Dataset content: Begin

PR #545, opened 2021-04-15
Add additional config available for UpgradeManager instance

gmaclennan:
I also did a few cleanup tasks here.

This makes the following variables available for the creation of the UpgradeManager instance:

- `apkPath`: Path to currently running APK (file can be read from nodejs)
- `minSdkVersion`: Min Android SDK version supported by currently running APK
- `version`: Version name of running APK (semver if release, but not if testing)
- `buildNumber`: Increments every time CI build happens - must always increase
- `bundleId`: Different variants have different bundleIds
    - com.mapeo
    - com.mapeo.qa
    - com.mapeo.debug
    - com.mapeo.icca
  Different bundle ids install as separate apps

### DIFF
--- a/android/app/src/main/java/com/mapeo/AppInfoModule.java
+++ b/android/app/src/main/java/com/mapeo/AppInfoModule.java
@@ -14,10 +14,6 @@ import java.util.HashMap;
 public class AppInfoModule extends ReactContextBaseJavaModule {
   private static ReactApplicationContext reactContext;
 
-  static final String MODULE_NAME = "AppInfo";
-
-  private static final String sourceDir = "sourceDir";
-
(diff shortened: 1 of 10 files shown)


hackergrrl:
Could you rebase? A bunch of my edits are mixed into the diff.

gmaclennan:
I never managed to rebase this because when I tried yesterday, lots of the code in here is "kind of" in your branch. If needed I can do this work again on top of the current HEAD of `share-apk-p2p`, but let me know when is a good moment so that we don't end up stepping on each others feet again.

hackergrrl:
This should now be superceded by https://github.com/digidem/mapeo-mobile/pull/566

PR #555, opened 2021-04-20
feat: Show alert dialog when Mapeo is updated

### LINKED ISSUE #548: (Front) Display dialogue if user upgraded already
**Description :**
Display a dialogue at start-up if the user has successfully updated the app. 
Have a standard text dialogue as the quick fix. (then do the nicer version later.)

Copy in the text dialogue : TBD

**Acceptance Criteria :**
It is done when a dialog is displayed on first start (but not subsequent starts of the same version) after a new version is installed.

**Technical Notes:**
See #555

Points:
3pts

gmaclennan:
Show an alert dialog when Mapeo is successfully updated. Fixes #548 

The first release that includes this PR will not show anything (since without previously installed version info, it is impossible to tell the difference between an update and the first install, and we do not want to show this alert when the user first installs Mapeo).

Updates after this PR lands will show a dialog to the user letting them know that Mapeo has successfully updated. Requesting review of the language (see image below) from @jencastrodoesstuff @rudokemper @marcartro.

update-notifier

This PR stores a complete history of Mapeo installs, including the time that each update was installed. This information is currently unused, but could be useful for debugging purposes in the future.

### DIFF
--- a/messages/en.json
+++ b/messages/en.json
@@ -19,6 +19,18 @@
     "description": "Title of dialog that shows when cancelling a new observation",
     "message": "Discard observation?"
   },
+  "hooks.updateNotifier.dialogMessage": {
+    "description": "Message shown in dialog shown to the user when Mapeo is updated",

Dataset content: End
Dataset content: Begin

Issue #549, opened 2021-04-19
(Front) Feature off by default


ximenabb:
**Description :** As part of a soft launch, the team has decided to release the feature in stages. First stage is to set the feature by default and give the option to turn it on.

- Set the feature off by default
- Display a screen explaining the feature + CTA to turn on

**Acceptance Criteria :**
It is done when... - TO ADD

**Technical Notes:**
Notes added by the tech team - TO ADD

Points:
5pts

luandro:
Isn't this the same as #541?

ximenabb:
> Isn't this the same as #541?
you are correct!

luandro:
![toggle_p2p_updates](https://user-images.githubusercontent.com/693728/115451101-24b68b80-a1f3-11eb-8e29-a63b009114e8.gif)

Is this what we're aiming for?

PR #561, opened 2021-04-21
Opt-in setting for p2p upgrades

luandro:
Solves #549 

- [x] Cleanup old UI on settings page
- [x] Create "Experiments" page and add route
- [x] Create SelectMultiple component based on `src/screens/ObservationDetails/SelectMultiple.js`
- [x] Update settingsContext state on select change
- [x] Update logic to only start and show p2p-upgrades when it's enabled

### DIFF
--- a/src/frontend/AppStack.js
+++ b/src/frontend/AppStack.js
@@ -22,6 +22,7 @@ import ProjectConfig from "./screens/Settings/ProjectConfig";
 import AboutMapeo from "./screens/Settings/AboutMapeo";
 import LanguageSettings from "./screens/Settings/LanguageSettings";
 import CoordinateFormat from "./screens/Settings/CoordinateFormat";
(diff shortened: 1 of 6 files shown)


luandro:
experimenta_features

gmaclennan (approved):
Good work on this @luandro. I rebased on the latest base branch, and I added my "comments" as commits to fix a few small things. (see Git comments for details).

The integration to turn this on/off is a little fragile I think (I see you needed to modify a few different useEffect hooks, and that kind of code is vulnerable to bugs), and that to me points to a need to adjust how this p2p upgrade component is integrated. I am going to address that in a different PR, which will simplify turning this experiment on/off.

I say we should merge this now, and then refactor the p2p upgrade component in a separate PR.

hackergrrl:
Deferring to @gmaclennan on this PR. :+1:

Dataset content: End

**Problem description**
Look through the records and copy down every line that holds "available".

**Output for this task**
Add additional config available for UpgradeManager instance
This makes the following variables available for the creation of the UpgradeManager instance:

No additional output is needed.